We live in a crazy world. The Precision Pipeline flag blunder story received a fair amount of attention yesterday. After the Detroit Free Press printed the photo, a handful of other news outlets picked it up (for instance, here and here and here) and it made some rounds on Facebook and probably got some tweets as well. There were even a few new details: evidently, it wasn’t a corporate flag, but a Penn State flag, placed there by a couple of employees– themselves veterans, according to a Precision representative.

We confess to some misgivings about all of this. Our original post was meant to be cheeky. Aside from the breach of U.S. flag etiquette, which probably ought not to be dismissed, we just found the image an amusing metaphor for some of the disregard and thoughtlessness Enbridge and some of its contractors have displayed toward landowners, local municipalities, and the citizens of Michigan– things we’ve been documenting with grave seriousness for months. If it were up to us, we’d much prefer to see this story or this one or this one (to name a few) receiving lots of attention.

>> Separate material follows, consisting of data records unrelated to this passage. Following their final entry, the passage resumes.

PR #3923, opened 2025-07-09
Regenerate tvalues.m2 if d directory has been updated

d-torrance:
Now that tvalues.m2 is generated at startup instead of during the build process, it's no longer updated when there have been changes to the d files, which may potentially include new methods.  If someone adds a new method in the d directory using a "typical value" comment, then they need to manually delete tvalues.m2 so that it can be regenerated.

To simplify this, we now check the file time of the d directory and compare it to the generated file.  If the d directory is newer, then we regenerate the file.

### DIFF
--- a/M2/Macaulay2/m2/typicalvalues.m2
+++ b/M2/Macaulay2/m2/typicalvalues.m2
@@ -125,8 +125,12 @@ generateTypicalValues = (srcdir) -> (
     outfile << "-- DONE: generated based on " | version#"git description" << endl << close)
 
 -- if missing or not successfully generated, tvalues.m2 is regenerated directly
-if not fileExists typicalValuesSource or not match("-- DONE", get typicalValuesSource)
-then generateTypicalValues(currentFileDirectory | "../d/")
+ddir := currentFileDirectory | "../d/"
+if (
+    not fileExists typicalValuesSource or
+    not match("-- DONE", get typicalValuesSource) or
+    isDirectory ddir and fileTime typicalValuesSource < fileTime ddir)
+then generateTypicalValues ddir
 
 -----------------------------------------------------------------------------
 -- numerical functions that will be wrapped


M2/Macaulay2/m2/typicalvalues.m2
```diff
@@ -125,8 +125,12 @@ generateTypicalValues = (srcdir) -> (
     outfile << "-- DONE: generated based on " | version#"git description" << endl << close)
 
 -- if missing or not successfully generated, tvalues.m2 is regenerated directly
-if not fileExists typicalValuesSource or not match("-- DONE", get typicalValuesSource)
-then generateTypicalValues(currentFileDirectory | "../d/")
+ddir := currentFileDirectory | "../d/"
+if (
+    not fileExists typicalValuesSource or
+    not match("-- DONE", get typicalValuesSource) or
+    isDirectory ddir and fileTime typicalValuesSource < fileTime ddir)
```
mahrud, line 132: Does directory time update when any file inside is modified?

d-torrance: It works on my system, so I assume this is the case in general on Linux. I'd be interested if it works on macOS.

mahrud: It doesn't seem to be the case on mine; try `touch`ing a file:
```
-rw-r--r--.  1 mahrud mahrud  19892 Jul 10 16:46 parse.d
drwxr-xr-x.  2 mahrud mahrud   4096 Jul  9 18:53 .
```

mahrud: Anyway, if this resolves the problem you are having, I don't mind merging it as is, just pointing out that it might not fully eliminate that problem.

d-torrance: Yeah, just touching a file doesn't update the timestamp on my system either, but editing one does.

mahrud: I believe changing a file through git doesn't change the directory also.

d-torrance: It worked for me.  I checked out `stable`:

```m2
i1 : fileTime "~/src/macaulay2/M2/M2/Macaulay2/d"

o1 = 1752520439
```
Then checked out `development`:

```m2
i2 : fileTime "~/src/macaulay2/M2/M2/Macaulay2/d"

o2 = 1752520458
```

mahrud: Hmm I thought I tried this out earlier and it didn't work, but now can't reproduce it!

mahrud (approved):

PR #3925, opened 2025-07-10
removed duplicates from engine.h

mahrud:
Pretty self explanatory PR. There's more work in this direction, but I don't know when I'll get to it.


d-torrance:
Discussed with Mike

PR #3926, opened 2025-07-10
Fixed documentation of 'dual' from BettiCharacters

mahrud:
Documenting global symbols like `dual` in a package is not a good idea because it makes them unreachable, and links to them might break. In this case, removing just `dual` from the documentation keys led to an error because two different ways of using the method with different types of input were being documented, so I updated the documentation of `dual` in BettiCharacters to use multiple synopses.


mahrud:
@galettof have you had a chance to look at this pull request?

galettof:
This looks good, thank you! I also like the separation of the use cases.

Still, it bothers us if it is true that the persons responsible for raising the Penn State flag may face disciplinary action, as the Free Press headline states. That would be an unfortunate unintended consequence of this and we would regret having a hand in it; surely those men meant no real harm– even though it was clearly not a good idea to hang that flag the way they did.

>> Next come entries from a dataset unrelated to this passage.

PR #3931, opened 2025-07-15
Use Macaulay2 webpage for lrslib tarball

d-torrance:
The [lrslib webpage](https://cgm.cs.mcgill.ca/%7Eavis/C/lrslib) is giving 403 forbidden errors.

I think this should also be cherry-picked onto stable.

### DIFF
--- a/M2/cmake/build-libraries.cmake
+++ b/M2/cmake/build-libraries.cmake
@@ -864,7 +864,7 @@ _ADD_COMPONENT_DEPENDENCY(programs gfan "gmp;cddlib" GFAN)
 # http://www-cgrl.cs.mcgill.ca/~avis/C/lrs.html
 # TODO: the shared library target doesn't work on Apple
 ExternalProject_Add(build-lrslib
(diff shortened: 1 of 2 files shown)


M2/cmake/build-libraries.cmake
```diff
@@ -864,7 +864,7 @@ _ADD_COMPONENT_DEPENDENCY(programs gfan "gmp;cddlib" GFAN)
 # http://www-cgrl.cs.mcgill.ca/~avis/C/lrs.html
 # TODO: the shared library target doesn't work on Apple
 ExternalProject_Add(build-lrslib
-  URL               https://cgm.cs.mcgill.ca/~avis/C/lrslib/archive/lrslib-073.tar.gz
+  URL               https://macaulay2.com/Downloads/OtherSourceCode/lrslib-073.tar.gz
```
mikestillman, line 867: As a general rule, I prefer to have tarballs in places we control, so this is good!

mikestillman (approved):
This works for me!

Furthermore, it is probably also true that this little dust-up will look to Enbridge like another example of how they just can’t get a fair shake, how their every little move (or even moves they don’t themselves make) becomes fodder for critics looking to bash them at every turn. We can understand that. It’s surely one reason why so many Enbridge representatives– Denise Hamsher at the Pipeline Safety Trust conference last week is a case in point– often seem so defensive.

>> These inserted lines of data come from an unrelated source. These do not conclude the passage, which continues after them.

PR #3934, opened 2025-07-19
Remove unused usr-build directory

d-torrance:
This is where the old Makefile would build the various autotools programs before #3520.


mahrud:
I'm not aware of how this is used in the autotools build. Feel free to merge I guess.

PR #3936, opened 2025-07-19
Bump nauty to 2.9.0

d-torrance:
This was released recently


d-torrance:
Except for the unrelated normaliz problem in the cmake-macos build, the builds all worked!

Yet Enbridge also has to take responsibility for creating the atmosphere of mistrust and antagonism that causes people to view their every move (and the moves of their associates) with such suspicion.  That’s the consequence of their mishandling (to put it charitably) of Marshall, of their attempt to steamroll their way through this replacement project, of their flouting of local ordinances and their dismissal of local authority, of their unfair treatment of landowners, of their violations of line list agreements, and of the dozens of evasive, misleading, and counterfactual statements in public and in private from their spokespersons and ROW agents. Those are the things that, ultimately, generated this little flag flap. As Beth Duman herself has said before, if it weren’t for all of that bad behavior, we wouldn’t be paying attention to Enbridge or (Precision Pipeline) at all.